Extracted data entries

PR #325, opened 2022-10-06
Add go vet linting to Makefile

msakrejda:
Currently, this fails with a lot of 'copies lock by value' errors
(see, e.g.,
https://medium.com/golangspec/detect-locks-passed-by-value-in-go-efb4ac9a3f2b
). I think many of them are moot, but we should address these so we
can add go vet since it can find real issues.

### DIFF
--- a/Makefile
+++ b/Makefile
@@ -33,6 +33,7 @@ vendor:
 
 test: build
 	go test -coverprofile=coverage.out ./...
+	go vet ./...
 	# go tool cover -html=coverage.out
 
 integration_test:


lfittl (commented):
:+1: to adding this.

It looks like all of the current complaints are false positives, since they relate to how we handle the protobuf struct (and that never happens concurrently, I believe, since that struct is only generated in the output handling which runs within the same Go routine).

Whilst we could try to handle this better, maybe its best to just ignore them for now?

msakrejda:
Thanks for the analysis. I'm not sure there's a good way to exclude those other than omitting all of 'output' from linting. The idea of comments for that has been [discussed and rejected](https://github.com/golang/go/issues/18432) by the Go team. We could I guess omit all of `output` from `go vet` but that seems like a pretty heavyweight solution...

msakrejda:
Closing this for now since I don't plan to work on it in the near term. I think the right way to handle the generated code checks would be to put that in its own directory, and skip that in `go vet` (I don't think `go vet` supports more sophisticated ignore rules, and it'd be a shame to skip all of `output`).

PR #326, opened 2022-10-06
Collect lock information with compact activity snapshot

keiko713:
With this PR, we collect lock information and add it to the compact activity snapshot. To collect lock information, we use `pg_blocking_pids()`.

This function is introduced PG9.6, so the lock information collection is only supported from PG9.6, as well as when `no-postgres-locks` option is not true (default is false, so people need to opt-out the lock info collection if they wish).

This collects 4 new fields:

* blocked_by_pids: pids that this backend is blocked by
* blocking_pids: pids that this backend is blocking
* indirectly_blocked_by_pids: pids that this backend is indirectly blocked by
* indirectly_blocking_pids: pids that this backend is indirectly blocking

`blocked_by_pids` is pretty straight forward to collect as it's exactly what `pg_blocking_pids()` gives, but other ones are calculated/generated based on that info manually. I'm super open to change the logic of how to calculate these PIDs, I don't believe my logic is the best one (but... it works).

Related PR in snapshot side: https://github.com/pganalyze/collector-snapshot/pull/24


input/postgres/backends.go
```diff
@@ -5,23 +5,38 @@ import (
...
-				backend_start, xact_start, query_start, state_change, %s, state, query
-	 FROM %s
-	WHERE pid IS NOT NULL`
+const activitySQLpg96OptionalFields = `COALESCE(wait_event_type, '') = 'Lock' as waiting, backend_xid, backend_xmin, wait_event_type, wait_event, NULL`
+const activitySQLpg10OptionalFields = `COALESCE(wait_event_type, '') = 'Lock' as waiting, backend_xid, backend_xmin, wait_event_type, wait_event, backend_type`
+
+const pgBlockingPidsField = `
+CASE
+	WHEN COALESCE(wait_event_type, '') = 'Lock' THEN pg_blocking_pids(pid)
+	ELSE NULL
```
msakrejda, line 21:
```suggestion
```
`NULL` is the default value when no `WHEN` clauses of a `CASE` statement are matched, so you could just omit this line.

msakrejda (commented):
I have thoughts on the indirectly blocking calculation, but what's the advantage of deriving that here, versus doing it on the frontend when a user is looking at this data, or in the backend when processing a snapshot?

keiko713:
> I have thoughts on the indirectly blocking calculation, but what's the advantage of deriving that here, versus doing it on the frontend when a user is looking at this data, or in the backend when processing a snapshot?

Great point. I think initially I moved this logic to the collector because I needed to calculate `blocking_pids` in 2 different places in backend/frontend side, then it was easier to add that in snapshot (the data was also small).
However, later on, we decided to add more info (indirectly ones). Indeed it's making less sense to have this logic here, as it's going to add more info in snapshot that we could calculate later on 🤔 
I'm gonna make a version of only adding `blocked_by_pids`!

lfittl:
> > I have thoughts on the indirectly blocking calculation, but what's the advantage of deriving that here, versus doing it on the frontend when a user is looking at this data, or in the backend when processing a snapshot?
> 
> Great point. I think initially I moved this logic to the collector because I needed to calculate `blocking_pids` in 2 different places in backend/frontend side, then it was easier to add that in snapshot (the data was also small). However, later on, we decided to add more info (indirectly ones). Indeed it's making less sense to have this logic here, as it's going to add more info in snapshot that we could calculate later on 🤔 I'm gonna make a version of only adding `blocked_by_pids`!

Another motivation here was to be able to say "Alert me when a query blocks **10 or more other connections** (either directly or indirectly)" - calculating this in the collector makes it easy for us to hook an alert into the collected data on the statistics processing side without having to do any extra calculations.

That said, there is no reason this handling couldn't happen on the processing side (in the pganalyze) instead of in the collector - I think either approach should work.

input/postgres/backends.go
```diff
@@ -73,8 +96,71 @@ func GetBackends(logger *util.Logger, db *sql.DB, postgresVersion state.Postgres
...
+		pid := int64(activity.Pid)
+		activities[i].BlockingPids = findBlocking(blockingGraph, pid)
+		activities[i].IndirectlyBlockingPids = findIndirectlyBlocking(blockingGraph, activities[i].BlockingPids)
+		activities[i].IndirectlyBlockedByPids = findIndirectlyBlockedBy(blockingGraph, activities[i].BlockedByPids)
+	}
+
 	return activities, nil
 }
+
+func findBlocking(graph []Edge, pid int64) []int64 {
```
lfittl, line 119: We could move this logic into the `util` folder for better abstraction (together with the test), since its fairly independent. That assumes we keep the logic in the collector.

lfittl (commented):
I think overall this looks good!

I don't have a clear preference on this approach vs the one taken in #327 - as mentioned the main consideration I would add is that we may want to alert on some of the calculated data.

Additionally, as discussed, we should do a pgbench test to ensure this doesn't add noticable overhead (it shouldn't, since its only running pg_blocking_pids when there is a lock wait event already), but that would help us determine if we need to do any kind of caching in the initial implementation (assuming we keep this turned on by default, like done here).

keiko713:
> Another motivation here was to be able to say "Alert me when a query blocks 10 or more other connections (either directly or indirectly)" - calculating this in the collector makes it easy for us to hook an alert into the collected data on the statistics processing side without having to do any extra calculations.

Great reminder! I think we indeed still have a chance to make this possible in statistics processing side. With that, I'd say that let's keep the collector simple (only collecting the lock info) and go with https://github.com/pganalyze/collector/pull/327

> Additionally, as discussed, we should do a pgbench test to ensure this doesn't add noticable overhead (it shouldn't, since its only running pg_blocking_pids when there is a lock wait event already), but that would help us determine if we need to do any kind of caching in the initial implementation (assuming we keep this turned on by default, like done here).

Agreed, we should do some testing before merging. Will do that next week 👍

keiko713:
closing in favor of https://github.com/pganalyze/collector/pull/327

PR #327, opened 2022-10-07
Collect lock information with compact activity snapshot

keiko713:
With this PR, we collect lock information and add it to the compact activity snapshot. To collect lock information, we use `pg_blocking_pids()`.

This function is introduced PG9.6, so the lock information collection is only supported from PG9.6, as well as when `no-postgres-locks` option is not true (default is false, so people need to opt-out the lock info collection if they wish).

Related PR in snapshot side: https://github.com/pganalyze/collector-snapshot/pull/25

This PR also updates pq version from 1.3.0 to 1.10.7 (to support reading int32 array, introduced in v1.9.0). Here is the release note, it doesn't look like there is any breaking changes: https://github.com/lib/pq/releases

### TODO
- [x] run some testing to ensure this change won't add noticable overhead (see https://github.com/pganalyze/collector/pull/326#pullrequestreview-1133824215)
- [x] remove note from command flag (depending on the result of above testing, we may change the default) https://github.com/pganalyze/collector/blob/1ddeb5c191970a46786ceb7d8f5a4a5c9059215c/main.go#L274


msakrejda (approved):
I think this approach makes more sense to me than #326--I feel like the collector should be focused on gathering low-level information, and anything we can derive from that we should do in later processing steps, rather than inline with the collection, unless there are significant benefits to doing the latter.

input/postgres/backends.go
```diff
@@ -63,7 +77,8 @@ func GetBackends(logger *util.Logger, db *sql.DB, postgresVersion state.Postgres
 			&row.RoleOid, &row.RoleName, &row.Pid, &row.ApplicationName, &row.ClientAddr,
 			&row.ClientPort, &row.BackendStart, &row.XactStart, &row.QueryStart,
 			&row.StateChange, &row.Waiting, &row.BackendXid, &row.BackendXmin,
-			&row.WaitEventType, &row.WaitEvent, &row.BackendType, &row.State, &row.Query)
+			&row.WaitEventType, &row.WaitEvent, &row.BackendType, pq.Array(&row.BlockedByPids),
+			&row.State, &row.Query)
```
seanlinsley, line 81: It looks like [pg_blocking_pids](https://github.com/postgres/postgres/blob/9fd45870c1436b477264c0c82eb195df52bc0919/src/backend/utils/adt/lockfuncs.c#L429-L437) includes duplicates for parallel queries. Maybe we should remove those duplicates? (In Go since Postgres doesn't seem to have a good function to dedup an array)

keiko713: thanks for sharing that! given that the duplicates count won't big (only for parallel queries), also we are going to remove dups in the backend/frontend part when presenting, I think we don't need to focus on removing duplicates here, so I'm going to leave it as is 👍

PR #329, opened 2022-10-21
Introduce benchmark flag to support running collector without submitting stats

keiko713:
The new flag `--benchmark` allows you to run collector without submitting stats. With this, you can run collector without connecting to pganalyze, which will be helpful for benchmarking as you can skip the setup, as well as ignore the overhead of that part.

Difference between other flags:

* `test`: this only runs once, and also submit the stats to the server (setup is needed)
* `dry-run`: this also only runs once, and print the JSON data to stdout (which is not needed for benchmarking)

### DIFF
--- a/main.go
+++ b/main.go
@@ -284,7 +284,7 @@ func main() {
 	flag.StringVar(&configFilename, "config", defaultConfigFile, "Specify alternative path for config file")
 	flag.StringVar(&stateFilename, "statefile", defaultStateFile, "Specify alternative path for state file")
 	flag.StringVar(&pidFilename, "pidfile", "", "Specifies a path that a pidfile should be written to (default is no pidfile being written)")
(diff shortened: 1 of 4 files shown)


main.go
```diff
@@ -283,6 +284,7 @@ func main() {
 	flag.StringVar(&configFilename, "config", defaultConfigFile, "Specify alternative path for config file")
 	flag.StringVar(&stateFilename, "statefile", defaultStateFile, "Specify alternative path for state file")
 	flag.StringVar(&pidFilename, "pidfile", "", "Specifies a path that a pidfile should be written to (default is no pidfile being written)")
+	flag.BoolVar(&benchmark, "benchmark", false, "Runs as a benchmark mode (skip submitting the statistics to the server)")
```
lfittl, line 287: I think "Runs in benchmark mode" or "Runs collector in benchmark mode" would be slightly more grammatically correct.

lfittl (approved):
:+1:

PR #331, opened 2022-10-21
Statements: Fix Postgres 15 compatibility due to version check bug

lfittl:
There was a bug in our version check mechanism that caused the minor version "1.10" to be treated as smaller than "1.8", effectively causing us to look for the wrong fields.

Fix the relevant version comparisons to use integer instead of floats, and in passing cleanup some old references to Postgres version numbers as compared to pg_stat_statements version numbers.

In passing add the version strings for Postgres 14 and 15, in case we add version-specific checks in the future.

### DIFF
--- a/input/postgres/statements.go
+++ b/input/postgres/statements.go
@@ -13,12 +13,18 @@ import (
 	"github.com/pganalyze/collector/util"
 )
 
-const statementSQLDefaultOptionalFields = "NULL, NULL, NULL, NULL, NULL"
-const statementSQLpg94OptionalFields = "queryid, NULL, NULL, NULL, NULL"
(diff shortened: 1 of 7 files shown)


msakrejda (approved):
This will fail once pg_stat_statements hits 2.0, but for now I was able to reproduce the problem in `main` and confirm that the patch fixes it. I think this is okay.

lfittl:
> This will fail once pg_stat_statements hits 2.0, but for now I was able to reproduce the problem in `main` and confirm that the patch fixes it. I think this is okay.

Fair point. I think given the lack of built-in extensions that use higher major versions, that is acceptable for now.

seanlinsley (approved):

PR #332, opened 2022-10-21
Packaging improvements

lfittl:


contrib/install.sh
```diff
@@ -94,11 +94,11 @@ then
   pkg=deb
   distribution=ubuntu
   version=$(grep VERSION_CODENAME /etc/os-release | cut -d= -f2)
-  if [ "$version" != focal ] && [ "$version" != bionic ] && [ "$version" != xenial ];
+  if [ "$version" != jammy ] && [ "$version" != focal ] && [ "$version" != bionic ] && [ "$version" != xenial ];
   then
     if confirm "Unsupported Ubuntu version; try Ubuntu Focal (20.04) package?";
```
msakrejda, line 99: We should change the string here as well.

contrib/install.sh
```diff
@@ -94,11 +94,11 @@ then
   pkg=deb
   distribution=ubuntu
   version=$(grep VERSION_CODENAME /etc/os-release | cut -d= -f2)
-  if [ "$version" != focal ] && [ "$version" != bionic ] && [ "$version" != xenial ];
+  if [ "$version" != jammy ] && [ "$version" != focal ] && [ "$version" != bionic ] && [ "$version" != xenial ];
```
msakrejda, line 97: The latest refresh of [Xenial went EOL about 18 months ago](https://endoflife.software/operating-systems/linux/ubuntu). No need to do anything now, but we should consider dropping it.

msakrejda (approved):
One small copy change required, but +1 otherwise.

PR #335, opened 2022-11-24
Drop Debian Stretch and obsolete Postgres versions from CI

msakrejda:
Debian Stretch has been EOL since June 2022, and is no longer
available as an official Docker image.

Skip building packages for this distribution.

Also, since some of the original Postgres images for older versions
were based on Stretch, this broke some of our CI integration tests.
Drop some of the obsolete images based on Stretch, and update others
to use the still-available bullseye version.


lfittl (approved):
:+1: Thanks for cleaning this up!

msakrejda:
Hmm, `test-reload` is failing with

WORK ITEM
Bring together all lines in the records where the word "duplicates" is found.

YOUR RESPONSE
seanlinsley, line 81: It looks like [pg_blocking_pids](https://github.com/postgres/postgres/blob/9fd45870c1436b477264c0c82eb195df52bc0919/src/backend/utils/adt/lockfuncs.c#L429-L437) includes duplicates for parallel queries. Maybe we should remove those duplicates? (In Go since Postgres doesn't seem to have a good function to dedup an array)
keiko713: thanks for sharing that! given that the duplicates count won't big (only for parallel queries), also we are going to remove dups in the backend/frontend part when presenting, I think we don't need to focus on removing duplicates here, so I'm going to leave it as is 👍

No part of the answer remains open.